Stored data:
PR #669, opened 2021-12-23
Producer definition

sebastiankb:
Producer definition for terminology section

### DIFF
--- a/index.html
+++ b/index.html
@@ -590,6 +590,12 @@
         and is only used via abstract operations, such as signing, that do not reveal the secret
         information even to the application using it.</dd>
       <dt>
+        <dfn>Producer</dfn>
+      </dt>
+      <dd>An entity that can create WoT Thing Descriptions
+        for a specific Thing.</dd>
+      <dt>
+      <dt>
         <dfn>Property</dfn>
       </dt>
       <dd>An Interaction Affordance that exposes state of the Thing.


mlagally:
@sebastiankb 
"... for a specific Thing" sounds like a limitation and I think it is more generic.

Suggest "for a specific Thing or multiple Things" or to just remove that part of the definition.

index.html
```diff
@@ -589,6 +589,12 @@ <h1>Terminology</h1>
         system. Ideally such data is stored in a separate memory inaccessible to the application
         and is only used via abstract operations, such as signing, that do not reveal the secret
         information even to the application using it.</dd>
+      <dt>
+        <dfn>Producer</dfn>
+      </dt>
+      <dd>An entity that can create WoT Thing Descriptions
+        for a specific Thing.</dd>
```
mlagally, line 596: Is this a limitation?

mlagally (changes requested):

egekorkan:
> "... for a specific Thing" sounds like a limitation and I think it is more generic.

Well, a Producer can write multiple TDs but a TD is for a single Thing. But there is an extra s there I think.

mlagally:
Arch call on Jan 27th:

Other specifications use "Exposer", relationship should be defined. Please seek alignment.
Exposer does not imply generating a TD.
"TD Producer" could be used to make it more unambiguous
A directory service is a producer, however the current text talks about "a thing" which could be read as a limitation.

index.html
mmccool: This exactly corresponds to the term "Generator" that I proposed in my comment.  I'm ok with "Producer" under this specific definition, however.  As long as we are clear that "Exposer != Provider != Producer", since these might all be separate entities.

benfrancis:
This definition looks OK to me, but how about simply "An entity which generates WoT Thing Descriptions."

It would simpler if there were just two roles:
- Producer - Generates and exposes the metadata and interfaces of a Thing
- Consumer - Processes and interacts with the metadata and interfaces of a Thing

The reality seems to be more complex, and the roles can be broken down as (paraphrasing):
- Thing - An abstraction of a physical device whose capabilities and interfaces are described by a Thing Description
- Thing Description - Describes the capabilities and interfaces of a Thing
- Producer - Produces Thing Descriptions for one or more Things
- Exposer - Exposes Thing Descriptions for one or more Things
- Consumer - Processes Thing Descriptions and interacts with Things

#### Exercise description
The output should restate the data exactly, with no line missing.

#### Solution for this problem
PR #669, opened 2021-12-23
Producer definition

sebastiankb:
Producer definition for terminology section

### DIFF
--- a/index.html
+++ b/index.html
@@ -590,6 +590,12 @@
         and is only used via abstract operations, such as signing, that do not reveal the secret
         information even to the application using it.</dd>
       <dt>
+        <dfn>Producer</dfn>
+      </dt>
+      <dd>An entity that can create WoT Thing Descriptions
+        for a specific Thing.</dd>
+      <dt>
+      <dt>
         <dfn>Property</dfn>
       </dt>
       <dd>An Interaction Affordance that exposes state of the Thing.


mlagally:
@sebastiankb 
"... for a specific Thing" sounds like a limitation and I think it is more generic.

Suggest "for a specific Thing or multiple Things" or to just remove that part of the definition.

index.html
```diff
@@ -589,6 +589,12 @@ <h1>Terminology</h1>
         system. Ideally such data is stored in a separate memory inaccessible to the application
         and is only used via abstract operations, such as signing, that do not reveal the secret
         information even to the application using it.</dd>
+      <dt>
+        <dfn>Producer</dfn>
+      </dt>
+      <dd>An entity that can create WoT Thing Descriptions
+        for a specific Thing.</dd>
```
mlagally, line 596: Is this a limitation?

mlagally (changes requested):

egekorkan:
> "... for a specific Thing" sounds like a limitation and I think it is more generic.

Well, a Producer can write multiple TDs but a TD is for a single Thing. But there is an extra s there I think.

mlagally:
Arch call on Jan 27th:

Other specifications use "Exposer", relationship should be defined. Please seek alignment.
Exposer does not imply generating a TD.
"TD Producer" could be used to make it more unambiguous
A directory service is a producer, however the current text talks about "a thing" which could be read as a limitation.

index.html
mmccool: This exactly corresponds to the term "Generator" that I proposed in my comment.  I'm ok with "Producer" under this specific definition, however.  As long as we are clear that "Exposer != Provider != Producer", since these might all be separate entities.

benfrancis:
This definition looks OK to me, but how about simply "An entity which generates WoT Thing Descriptions."

It would simpler if there were just two roles:
- Producer - Generates and exposes the metadata and interfaces of a Thing
- Consumer - Processes and interacts with the metadata and interfaces of a Thing

The reality seems to be more complex, and the roles can be broken down as (paraphrasing):
- Thing - An abstraction of a physical device whose capabilities and interfaces are described by a Thing Description
- Thing Description - Describes the capabilities and interfaces of a Thing
- Producer - Produces Thing Descriptions for one or more Things
- Exposer - Exposes Thing Descriptions for one or more Things
- Consumer - Processes Thing Descriptions and interacts with Things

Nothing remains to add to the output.